About this task: The expected answer is the set of lines in the data below between the line holding "getTlsConnection :: Maybe NC.ConnectionContext" and the line holding "Just _ -> error", inclusive, written out exactly.

Working data:
PR #581, opened 2026-06-06
Fix the build

sol:


sol:
@snoyberg I would like to make the following adjustments to the repository settings:

- required that CI passes before merging via branch protection rules
- enable "Allow auto-merge"
- disable "Allow merge commits"

I would eventually also want to automate Hackage releases, but this will require a little bit more work, as my current setup would only work if the whole family of packages would be released with the same version numbers.

Can you give me the required permissions, or do you want me to provide exact steps on what to change?

snoyberg:
I don't think I can give you those permissions since this is on my personal account, not an org. If you give me the steps you'd like me to take, I'll make the updates.

sol:
> I don't think I can give you those permissions since this is on my personal account, not an org. If you give me the steps you'd like me to take, I'll make the updates.

Thanks @snoyberg.  I'll open a separate issue for this once CI is green.

sol:
The Window build is still flaky, but I'm not in a position to debug this.

PR #585, opened 2026-06-07
Don't let crypton-connection resolve hostname 

### LINKED ISSUE #569: IPv6/IPv4 and 'Happy Eyeballs'

### LINKED ISSUE #5994: connection failure

sol:
Instead use the existing resolver.

@Yuras said in #579:

Fixes #569 <s>and #544</s> (EDIT: no, it doesn't), likely fixes https://github.com/commercialhaskell/stack/issues/5994

The problems is that `crypton-connection` tries addresses [one by one](https://github.com/kazu-yamamoto/crypton-connection/blob/1af72aad1733046195e6f0025adcb7944fa75dad/Network/Connection.hs#L243-L252), so if the fist address returned by `getaddrinfo(3)` is a misconfigured ipv6 address, it'll spend quite a bit of time trying to connect to ipv6 address, and only then try the next address.

Note that `http-client` tries connections [concurrently](https://github.com/snoyberg/http-client/blob/5f0d14724af440e439ce5803b941911609e766e8/http-client/Network/HTTP/Client/Connection.hs#L218-L227).

I tested only `getTlsConnection` part and not ` getTlsProxyConnection` since I don't actually have any proxy on hands. I let maintainer decide what to do next.

### DIFF
--- a/http-client-tls/Network/HTTP/Client/TLS.hs
+++ b/http-client-tls/Network/HTTP/Client/TLS.hs
@@ -125,14 +125,14 @@ getTlsConnection :: Maybe NC.ConnectionContext
                  -> IO (Maybe HostAddress -> String -> Int -> IO Connection)
 getTlsConnection mcontext tls sock = do
     context <- maybe NC.initConnectionContext return mcontext
-    return $ \_ha host port -> do
+    return $ \ha host port -> do
         let params = NC.ConnectionParams
               { NC.connectionHostname = strippedHostName host
               , NC.connectionPort = fromIntegral port
               , NC.connectionUseSecure = tls
               , NC.connectionUseSocks = sock
               }
-        withConnection context params
+        withConnection context params ha host port
             convertConnection
 
 getTlsProxyConnection
@@ -142,7 +142,7 @@ getTlsProxyConnection
     -> IO (S.ByteString -> (Connection -> IO ()) -> String -> Maybe HostAddress -> String -> Int -> IO Connection)
 getTlsProxyConnection mcontext tls sock = do
     context <- maybe NC.initConnectionContext return mcontext
-    return $ \connstr checkConn serverName _ha host port -> do
+    return $ \connstr checkConn serverName ha host port -> do
         let params = NC.ConnectionParams
               { NC.connectionHostname = strippedHostName serverName
               , NC.connectionPort = fromIntegral port
@@ -152,7 +152,7 @@ getTlsProxyConnection mcontext tls sock = do
                       Just _ -> error "Cannot use SOCKS and TLS proxying together"
                       Nothing -> Just $ NC.OtherProxy (strippedHostName host) $ fromIntegral port
               }
-        withConnection context params $ \conn -> do
+        withConnection context params ha host port $ \conn -> do
             NC.connectionPut conn connstr
             conn' <- convertConnection conn
 
@@ -162,8 +162,9 @@ getTlsProxyConnection mcontext tls sock = do
 
             return conn'
 
-withConnection :: NC.ConnectionContext -> NC.ConnectionParams -> (NC.Connection -> IO a) -> IO a
-withConnection context params = bracketOnError (NC.connectTo context params) NC.connectionClose
+withConnection :: NC.ConnectionContext -> NC.ConnectionParams -> Maybe HostAddress -> String -> Int -> (NC.Connection -> IO a) -> IO a
+withConnection context params ha host port action = withSocket (const $ pure ()) ha host port $ \socket -> do
+  NC.connectFromSocket context socket params >>= action
 
 convertConnection :: NC.Connection -> IO Connection
 convertConnection conn = makeConnection


http-client-tls/Network/HTTP/Client/TLS.hs
```diff
@@ -162,8 +162,9 @@ getTlsProxyConnection mcontext tls sock = do
 
             return conn'
 
-withConnection :: NC.ConnectionContext -> NC.ConnectionParams -> (NC.Connection -> IO a) -> IO a
-withConnection context params = bracketOnError (NC.connectTo context params) NC.connectionClose
+withConnection :: NC.ConnectionContext -> NC.ConnectionParams -> Maybe HostAddress -> String -> Int -> (NC.Connection -> IO a) -> IO a
+withConnection context params ha host port action = withSocket (const $ pure ()) ha host port $ \socket -> do
+  NC.connectFromSocket context socket params >>= action
```
sol, line 167: @Yuras regarding your original comment:

```haskell
-- We won't send TLS bye in case of exception, but that's OK
```

That relates to `NC.connectionClose`, I guess.  So I assume we don't properly terminate the connection, but we close the socket, which is technically all we care about.

Comparing `connectTo` to `withSocket`, there seems to be a lot of things going on in `connectTo`, including things related to SOCKS.  So I can't trivially convince myself that this won't break the proxy code path (+ apparently that code path is also not covered by the test suite).  I'll either have to look at it again when I got more sleep, or somebody has to test it. 😅

https://github.com/kazu-yamamoto/crypton-connection/blob/1af72aad1733046195e6f0025adcb7944fa75dad/Network/Connection.hs#L219

sol:
Another question is, whether we would want to address this in `crypton-connection` instead, not sure?

@kazu-yamamoto

Yuras:
> That relates to NC.connectionClose, I guess. So I assume we don't properly terminate the connection, but we close the socket, which is technically all we care about.

This is true. Though one can argue we are relying on the current implementation of `crypton-connection`. Nothing stops `connectFromSocket` from allocating resources meant to be deallocating in `connectionClose`. Note that `connectFromSocket` already calls `Network.TLS.contextNew` when `connectionUseSecure` is set (not our case fortunately.)

> So I can't trivially convince myself that this won't break the proxy code path

Fair. Though `connectTo` only looks complicated, we call it with `OtherProxy`, in which case it's only doing name resolution and calls `connectFromSocket`. But I understand your concern.

Yuras:
> whether we would want to address this in crypton-connection instead,

It definitely should be fixed in `crypton-connection` as well. But IMO it doesn't make much sense for `http-client` to use two different name resolutions. Since we already have our own implementation, then let's use it everywhere.

kazu-yamamoto:
@sol I forked `connection` to `crypton-connection` just to solve the dependency problem and don't know the internal at all. So, I cannot answer your question.

@Yuras If you will send a PR to `crypton-connection`, I would love to merge it.

sol:
> > So I can't trivially convince myself that this won't break the proxy code path
> 
> Fair. Though `connectTo` only looks complicated, we call it with `OtherProxy`, in which case it's only doing name resolution and calls `connectFromSocket`.

Yeah, that makes sense.  Thanks for pointing this out. Given that we always pass in `OtherProxy`, most of that code is not relevant.

Overall, this looks good to me, and I'm leaning towards merging it.

Looking at it in detail, this is what I understand.

Both code paths, old and new:
- connect to the same `host` / `port` (especially for `getTlsProxyConnection` we still use the correct host)
- use `strippedHostName` (but admittedly, it's a little bit messy to not have it done at one single place)

Differences:
- The old code uses `AI_ADDRCONFIG`, which is probably a good idea for the sequential approach, but shouldn't make much of a difference for the async approach.
- exception semantic changes (e.g. `error` instead of `HostNotResolved`)
- The new code path uses `TCP_NODELAY`.
- the new code takes the optional `HostAddress` (`ha`) into account (which unconditionally  uses IPv6)

Regarding `TCP_NODELAY`, to understand whether this is a good or a bad idea in general, I would need to look at the individual places where we send data.  But that's not relevant here. What we need to ask for this PR: Is there any reason why we would want to use a different setting for TLS connections.  If (after the TLS handshake) every "plaintext send" results in exactly one send on the socket, then I would say using the same `TCP_NODELAY` setting as for plaintext connections is probably the right thing to do.  If that's indeed the case, I don't know.  I assume yes, but I didn't check.

Regarding `HostAddress`, I don't know, would need to look at the call sites.  I didn't do that.

@Yuras any thoughts?

Yuras:
> @Yuras any thoughts?

I don't have any opinion regarding `AI_ADDRCONFIG` and `TCP_NODELAY`. Non-secure connections worked so far, I don't see why these options won't work for secure connection as well.

Regarding `HostAddress`. Indeed this changes the behavior, though IMO it doesn't matter. I thinks host address was meant to be used, it was just not implemented. E.g. `opensslManagerSettings` uses host address in `managerTlsConnection`. Note that host address in `managerTlsProxyConnection` is [never used](https://github.com/snoyberg/http-client/blob/05c45f9680180181763a399625cca48c5c0a638e/http-client/Network/HTTP/Client/Manager.hs#L273)

Yuras:
> @Yuras If you will send a PR to crypton-connection, I would love to merge it.

Sorry, but I personally don't use `crypton-connection` for anything. So as long as `http-client` is fixed, I'm good.

sol:
Thanks @Yuras.

I'm reasonably confident that:
- `AI_ADDRCONFIG` should be fine with "Happy Eyeballs"
- `TCP_NODELAY` at worst changes performance characteristics

If you are reasonably confident about the PR as a whole, to the level that you would click the merge button yourself, then I'm OK with merging this.

If so, then please give me a final 👍

Also, would it be OK if I ask you to open a separate PR that:
- bumps the version (major)
- adds a changelog entry that references this PR
- (fixes ...) in the commit message, so that the corresponding issue gets closed

If that's OK with you?  I didn't plan to take over this PR, I'm not at my computer right now, and I have plenty of other things on my plate 😅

Result:
@@ -125,14 +125,14 @@ getTlsConnection :: Maybe NC.ConnectionContext
                  -> IO (Maybe HostAddress -> String -> Int -> IO Connection)
 getTlsConnection mcontext tls sock = do
     context <- maybe NC.initConnectionContext return mcontext
-    return $ \_ha host port -> do
+    return $ \ha host port -> do
         let params = NC.ConnectionParams
               { NC.connectionHostname = strippedHostName host
               , NC.connectionPort = fromIntegral port
               , NC.connectionUseSecure = tls
               , NC.connectionUseSocks = sock
               }
-        withConnection context params
+        withConnection context params ha host port
             convertConnection
 
 getTlsProxyConnection
@@ -142,7 +142,7 @@ getTlsProxyConnection
     -> IO (S.ByteString -> (Connection -> IO ()) -> String -> Maybe HostAddress -> String -> Int -> IO Connection)
 getTlsProxyConnection mcontext tls sock = do
     context <- maybe NC.initConnectionContext return mcontext
-    return $ \connstr checkConn serverName _ha host port -> do
+    return $ \connstr checkConn serverName ha host port -> do
         let params = NC.ConnectionParams
               { NC.connectionHostname = strippedHostName serverName
               , NC.connectionPort = fromIntegral port
@@ -152,7 +152,7 @@ getTlsProxyConnection mcontext tls sock = do
                       Just _ -> error "Cannot use SOCKS and TLS proxying together"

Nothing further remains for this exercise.